(Saved data entries)

____

Issue #537, opened 2019-01-13
Select Frame command not working


pdxwaitlist:
## 🐛 Bug Report

I am unable to use the selectFrame command to interact with elements inside an iframe on an HTML page

## To Reproduce

Use the following Selenium IDE commands to try to click the checkbox on a Google Recaptcha v2, which uses iframes to display on a page:
    {
      "Command": "open",
      "Target": "https://www.google.com/recaptcha/api2/demo",
      "Value": ""
    },
    {
      "Command": "selectFrame",
      "Target": "index=0",
      "Value": ""
    },
    {
      "Command": "click",
      "Target": "//*[@id=\"recaptcha-anchor\"]/div[5]",
      "Value": ""
    }

## Expected behavior

Actual result: (from Selenium IDE logs)
Running 'Untitled' 
1.open on google.com/recaptcha/api2/demo... OK 
2.selectFrame on index=0... Failed: Timeout

This also happens if using other methods to try to select the frame - by ID, by other indexes, etc.

Expected result: no error when running the selectFrame command

## Environment

OS: Mac OSX 10.13.6
Selenium IDE Version:  3.4.5 
Browser: Chrome
Browser Version: 71.0.3578.98

tourdedave:
Only index based locators for `select frame` are available right now.

Unfortunately I'm unable to reproduce the issue with the use case you provided.

Can you attach your project file to the issue as a zip file?

pdxwaitlist:
I did a little more troubleshooting on the issue. Strangely, this seems to be specific to Chrome -- when I run the test in Firefox it works normally but in Chrome the `select frame` command (using an index locator) returns an error. 

I've attached a zip file with my test case, as well as screenshots of the results when I run this test case in Chrome and in Firefox. Let me know if there is any other info I can provide. Thanks!

[iframe.zip](https://github.com/SeleniumHQ/selenium-ide/files/2771634/iframe.zip)

p2635:
Windows 10
Selenium 3.4.5
Firefox 64.0.2 (64bit)
Chrome Version 71.0.3578.98 (Official Build) (64-bit)

Tested both the original test and the zip file, it works for me but I am on Windows.

Jongkeun:
@tourdedave , Are there any plans that make available to find frame by `id` or stuff ? not only index.

corevo:
[...]

Issue #423, opened 2018-09-27
Issue locating/using elements within an iFrame using SelIDE


98gmarquee:
## 🐛 Bug Report

I'm unable to focus or interact with buttons/links/elements in an iframe via ff quantum or chrome using the current IDE.

## To Reproduce
Access a page that has buttons/links inside an iframe without an id, only src attribute and attempt to click these buttons. It's unable to find them. 

Also try using select frame using xpath to locate, such as
`select frame| xpath=//iframe[@src='/foo/foo.jsp'| `

Also tried recording and it recorded a command such as:
`select frame|Index=0 | `
Then when I try running it, it gets stuck on that line and throws an error.

It cannot find the frame to then focus on to run commands in that frame.

## Expected behavior

It should be able to find the elements within the frame.

## Project file reproducing this issue (highly encouraged)
I cannot produce the side file as it's accessing an internal web site. I've attached an image of the source for the iFrame including the button I'm attempting to locate/click highlighted. Hopefully that is sufficient.
![selide-iframeissue](https://user-images.githubusercontent.com/33339926/46160417-4c663280-c248-11e8-888a-67711227bbcb.png)

That is of this button:
![selide-iframeissue-screen](https://user-images.githubusercontent.com/33339926/46161439-2b531100-c24b-11e8-9fc7-15c52418920d.png)

## Environment
OS: w10
Selenium IDE Version:  3.3.1
Selenium SIDE Runner Version:  n/a
Node version: n/a
Browser:
Browser Version: firefox 62.0.2 64bit, chrome  69.0.3497.100 64bit

luquitia:
I'm also having this issue. I'm not sure how to structure the argument for **select frame** command; the reference tab is vague on this point (and the mentioned index options don't work for me).

I have an iframe with attributes like so: <iframe scrolling="no" allowtransparency="true" id="profileBuilder" title="Create Your Profile" style="border: 0px none; height: 297px;" src="/LongURL-thatIremovedHere" tabindex="0">

I tried:
select frame | id=profileBuilder
select frame | index=0
select frame | index=1
select frame | xpath=//iframe[@id='profileBuilder']
and some other variations
-- all throw errors like:  Failed: Invalid argument or Failed: Timeout

_Note: recording doesn't work for me as the playback doesn't recognize clicks within this iframe (since I guess it is not "selected")._

jngale:
[...]

PR #621, opened 2019-03-15
moved selectFrame command to brower side.

Jongkeun:

I tried to change a `selectFrame` command. 
Because I need to execute like old version. ( #537, #423)
If we do like this, we don't have to manage `tabId` anymore.
When I call a `selectFrame` command, `this.currentWindow` is set the frame that you selected.

Please try to check out this way.

test : [selectFrame.txt](https://github.com/SeleniumHQ/selenium-ide/files/2969948/selectFrame.txt)


corevo:
This won't work for CORS frames

Jongkeun:
Yes, you were right.
I hope that I can find frames by `id` soon.

PR #625, opened 2019-03-19
selianize support parse execute script with literal argument

bolasblack:
I need execute script with some literal argument (Document https://screener.io/docs/webdriver#/snapshots)

### DIFF
--- a/packages/selianize/__tests__/command.spec.js
+++ b/packages/selianize/__tests__/command.spec.js
@@ -281,40 +281,92 @@ describe('command code emitter', () => {
     )
   })
   it('should emit `run script` command', () => {
-    const command = {
+    const standardCommand = {
       command: 'runScript',
       target: "alert('test');\nalert('Im annoying');",
       value: '',
     }
-    return expect(CommandEmitter.emit(command)).resolves.toBe(
-      `await driver.executeScript(\`${command.target}\`);`
-    )
+    const valuedCommand = {
+      command: 'runScript',
+      target: "alert('test');\nalert('Im annoying');",
+      value: '0, "hello"',
+    }
+    return Promise.all([
+      expect(CommandEmitter.emit(standardCommand)).resolves.toBe(
+        `await driver.executeScript(\`${standardCommand.target}\`);`
+      ),
+      expect(CommandEmitter.emit(valuedCommand)).resolves.toBe(
+        `await driver.executeScript(\`${valuedCommand.target}\`,${
+          valuedCommand.value
+        });`
+      ),
+    ])
   })
   it('should emit `execute script` command', () => {
-    const command = {
+    const standardCommand = {
+      command: 'executeScript',
+      target: 'javascript',
+      value: '',
+    }
+    const varCommand = {
       command: 'executeScript',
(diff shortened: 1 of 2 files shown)


corevo:
This is a change to the specifications of `run script` `execute script` and `execute async script`.  
To change a command from its existing implementation, it requires documentation changes, IDE changes, and migration in case the change is backwards in compatible.  

But before making such changes to commands, we require explanation of why changes like these are required to the benefit of our users.

bolasblack:
@corevo You are right, there are some other things to do.

I this PR is just a proposal, I want to know what you think.

> we require explanation of why changes like these are required to the benefit of our users.

To be honest, I don’t know how to say. At present, this kind of scene should be very rare. It may be that only this kind of scenario is almost necessary for me. Other scenarios have almost any other solution 😂.

> it requires documentation changes
> IDE changes

I can do it

> and migration in case the change is backwards incompatible

I have no idea about how to keep compatibility 🤦‍♂️, or maybe I can change a syntax?

corevo:
Why can't variables fit? or hardcode it, since it is the value field anyway?

bolasblack:
@corevo If I config command like this:

```json
    {
      "id": "17bc0b97-35cc-4066-b169-311ba35f9c15",
      "comment": "",
      "command": "runScript",
      "target": "/*@screener.snapshot*/, 'afterLogout'",
      "targets": [],
      "value": ""
    }
```

the emitted is like this:

```js
await driver.executeScript(`/*@screener.snapshot*/, 'afterLogout'`);
```

But I hope I can emit code like this:

```js
await driver.executeScript(`/*@screener.snapshot*/`, 'afterLogout');
```

I tried:

```json
    [{
      "id": "88db4bb7-e3a2-46ba-9c35-ff1fcc8f0156",
      "comment": "",
      "command": "store",
      "target": "\"afterLogout\"",
      "targets": [],
      "value": "Screen State"
    }, {
      "id": "17bc0b97-35cc-4066-b169-311ba35f9c15",
      "comment": "",
      "command": "runScript",
      "target": "/*@screener.snapshot*/, ${Screen State}",
      "targets": [],
      "value": ""
    }]
```

But the emitted code

```js
vars["Screen State"] = `"afterLogout"`;
await driver.executeScript(`/*@screener.snapshot*/, arguments[0]`, vars["Screen State"]);
```

It looks like there are vary strict

I really don't know how to do it, so I think maybe I can create a PR to make selenium-ide support it.

corevo:
I understand the use case now, in this case I would recommend building a plugin for the IDE.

____

**Task**: Take the records above and return, word for word, only the lines that fall from the line with "Yes, you were right." to the line with "--- a/packages/selianize/__tests__/command.spec.js", both of them included.

**Exercise result**:
Yes, you were right.
I hope that I can find frames by `id` soon.

PR #625, opened 2019-03-19
selianize support parse execute script with literal argument

bolasblack:
I need execute script with some literal argument (Document https://screener.io/docs/webdriver#/snapshots)

### DIFF
--- a/packages/selianize/__tests__/command.spec.js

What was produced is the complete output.